Australian Rules footballer (born 1983)

Craig Parry (born 11 June 1983) is an Australian Rules footballer who played for Subiaco in the West Australian Football League (WAFL) and Port Adelaide Magpies, South Adelaide and Woodville-West Torrens in the South Australian National Football League (SANFL). Parry won the SANFL premiership with Woodville-West Torrens in 2011.

==Career==
Parry, a 6 ft 4 in tall Ruckman, was recruited from Western Australia by the Port Adelaide Magpies and made his SANFL debut with the famous club in 2003. He would play in 34 games for the Magpies before signing to play with the South Adelaide Panthers.

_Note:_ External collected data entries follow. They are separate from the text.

PR #2835, opened 2025-07-29
Extend timeout in DynamicSharedInformerFactory UT

czeslavo:
**Description of your changes:** Extends a `drainingTimeout` from `1s` to `10s/3 - 500ms ~ 3.83s` so that the test has more time to read all events in every test case. It's intentional that we read from a channel for a fixed duration, as we not only want to ensure we get the expected events, but also that we _do not_ receive unexpected ones.

`1s` proved to be not enough in CI (at least once): https://prow.scylla-operator.scylladb.com/view/gs/scylla-operator-prow/pr-logs/pull/scylladb_scylla-operator/2810/pull-scylla-operator-master-unit/1949850720530337792

/kind flake
/priority important-longterm


pkg/remoteclient/informers/factory_test.go
```diff
@@ -272,7 +273,10 @@ func TestDynamicSharedInformerFactory_EventHandles_MultipleClusters(t *testing.T
 			t.Error(err)
 		}
 
-		observedObjects := drainChannel(ctx, informerUpdateObjCh, time.Second)
+		// Set drainingTimeout to be a bit less than the total test timeout divided by the number of test cases to ensure
+		// we still have time left for other operations to complete.
+		drainingTimeout := time.Duration(int(testTimeout)/len(tss)) - (time.Millisecond * 500)
```
zimnx: I've got a feeling that leaving 500ms for 6 updates, 6 waits for cache sync and entire test setup is going to introduce more flakiness. Lets leave more space for it.

czeslavo: Sounds reasonable. Bumped the total test timeout to 20s instead of 10, and ensured we have 10s for other operations spared.

zimnx (approved):
/lgtm

czeslavo:
timeout 
/test images
/retest

PR #3254, opened 2026-02-10
Update min supported Kubernetes version to 1.32

rzetelskik:
**Description of your changes:** Update minKubernetesVersion metadata to 1.32 - the minimum from versions in GKE and EKS standard channels.

Resolves #

/kind machinery
/priority important-soon

### DIFF
--- a/bundle/manifests/scylladb-operator.clusterserviceversion.yaml
+++ b/bundle/manifests/scylladb-operator.clusterserviceversion.yaml
@@ -562,4 +562,4 @@ spec:
       targetPort: 5000
       type: ValidatingAdmissionWebhook
       webhookPath: /validate
-  minKubeVersion: 1.31.0
+  minKubeVersion: 1.32.0
--- a/bundle/patches/manifests/versions.clusterserviceversion.yaml
+++ b/bundle/patches/manifests/versions.clusterserviceversion.yaml
@@ -3,4 +3,4 @@
 apiVersion: operators.coreos.com/v1alpha1
 kind: ClusterServiceVersion
 spec:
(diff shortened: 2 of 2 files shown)


assets/metadata/metadata.yaml
```diff
@@ -3,7 +3,7 @@
 operator:
   minOpenShiftVersion: "4.20"
   maxOpenShiftVersion: "4.20"
-  minKubernetesVersion: "1.31.0"
+  minKubernetesVersion: "1.32.9"
```
czeslavo: I'm wondering whether that makes sense to be patch-precise here. I don't think we'll be able to keep this up to date when GKE/EKS has another patch available, so maybe a safe move would be to just use a minor (`1.32`) release here? In the end, that's how we approach it in testing as well - we only ask for deploying the latest `1.3x` patch.

rzetelskik: This is propagated to the CSV and a patch version is required: https://github.com/operator-framework/api/blob/884ff9542f2dc7a12f8cbecc18f88f7e7bb17e44/pkg/validation/internal/csv.go#L248-L257.
We can either:
1) decouple it from the generally declared min kube version (it's not really coupled atm anyway, but I hope it will be propagated to our support matrix in the future and aligned with what we declare in the bundle)
2) just conventionally always set the patch to 0

I'd go with 2 in that case.

czeslavo: I wasn't aware of the CSV requirement. Yeah, in such a case, 2nd option looks good to me.

rzetelskik: done

PR #3257, opened 2026-02-11
Automate the propagation of supported Kubernetes version range to the compatibility matrix in docs

rzetelskik:
**Description of your changes:** This PR adds a max supported Kubrnetes version to our metadata assets and automates the propagation of supported Kubernetes version range to the compatibility matrix in docs.

Resolves #

/kind machinery
/priority important-soon

### DIFF
--- a/docs/source/_ext/version_context_substitutions.py
+++ b/docs/source/_ext/version_context_substitutions.py
@@ -113,6 +113,32 @@ def get_versions_from_config(repo_root: str) -> dict[str, str]:
 
     return result
 
+
+def strip_patch_version(version: str) -> str:
+    """
+    Parse a semantic X.Y.Z version string and reduce it to X.Y format.
+
+    Args:
+        version: Semantic version string (e.g., '1.28.0', '1.28.0', '1.28').
+
+    Returns:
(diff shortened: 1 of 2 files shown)


docs/source/_ext/version_context_substitutions.py
```diff
@@ -81,76 +101,151 @@ def strip_digest(version: str) -> str:
 
     result = {}
 
+    # Try to extract ScyllaDB version
     scylla_db_version = get_nested_value(config_data, 'operator.scyllaDBVersion')
-    if not scylla_db_version:
-        raise ExtensionError(f"operator.scyllaDBVersion not found in {config_path}")
```
czeslavo, line 86: Do I understand correctly that we're dropping this explicit error handling in favor of later build-time failures caused by usage of undefined variables?

rzetelskik: Yes, otherwise we'd have to maintain a map of key->version and verify that, which to me seems over the top as either way it results in a build-time error.

czeslavo: Yeah, as long as we get feedback at build time, it's fine with me.

PR #3259, opened 2026-02-11
Remove redundant checkout steps from release-notes composite action

rzetelskik:
**Description of your changes:** This PR fixes the "Duplicate header: 'Authorization'" error in the release-notes workflow by removing redundant checkout steps from the composite action that were causing authentication conflicts.

After the releases workflow was upgraded to use actions/checkout@v6, the release-notes job started failing with:
```
remote: Duplicate header: "Authorization"
fatal: unable to access 'https://github.com/scylladb/scylla-operator/': The requested URL returned error: 400
```
https://github.com/scylladb/scylla-operator/actions/runs/21901321999/job/63230718464

The composite action contained two redundant checkout steps that were re-checking out the repository that the workflow had already checked out. I assume the intent was that the gen-release-notes binary is built from the target branch, but I don't see any benefits here.
The version mismatch created conflicting authentication mechanisms that resulted in duplicate Authorization headers.

Resolves #

/kind machinery
/priority important-soon
/cc czeslavo

### DIFF
--- a/.github/actions/release-notes/action.yaml
+++ b/.github/actions/release-notes/action.yaml
@@ -13,9 +13,6 @@ inputs:
   goVersion:
     description: "Version of Go"
     required: true
-  genReleaseNotesVersionRef:
-    description: "Version ref of gen-release-notes"
-    required: true
   containerImageName:
     description: "Full name of the container image"
     required: true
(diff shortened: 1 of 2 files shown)


.github/actions/release-notes/action.yaml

After playing another 80 SANFL games while with Souths, Parry once again moved on and was signed by the WWT Eagles for the 2010 SANFL season.

It was with at the Eagles that Parry's career started to blossom. Already regarded as one of the better big men in the SANFL, he would be a member of the Eagles team which surprised reigning premiers Central District in the 2011 SANFL Grand Final at AAMI Stadium, the Eagles winning their third premiership with a 12.9 (81) to 11.12 (78) in front of 25,234 fans. Parry was judged the best player on the ground and was awarded the Jack Oatey Medal for his efforts.

Following the Grand Final win, Parry shelved retirement plans and committed to a further season with the Eagles. He committed to play his 4th season with the club when he also re-signed for the 2013 season.

His good form continued in 2012, despite the Eagles slow start to the season, and he was rewarded be selection for South Australia for their Interstate Game against Western Australia. After helping the Croweaters to a 15.11 (101) to 13.9 (87) win, he was again selected for SA in 2013 and was the dominant ruckman on the ground in SA's 21.14 (140) to 9.4 (58) over the NEAFL North team.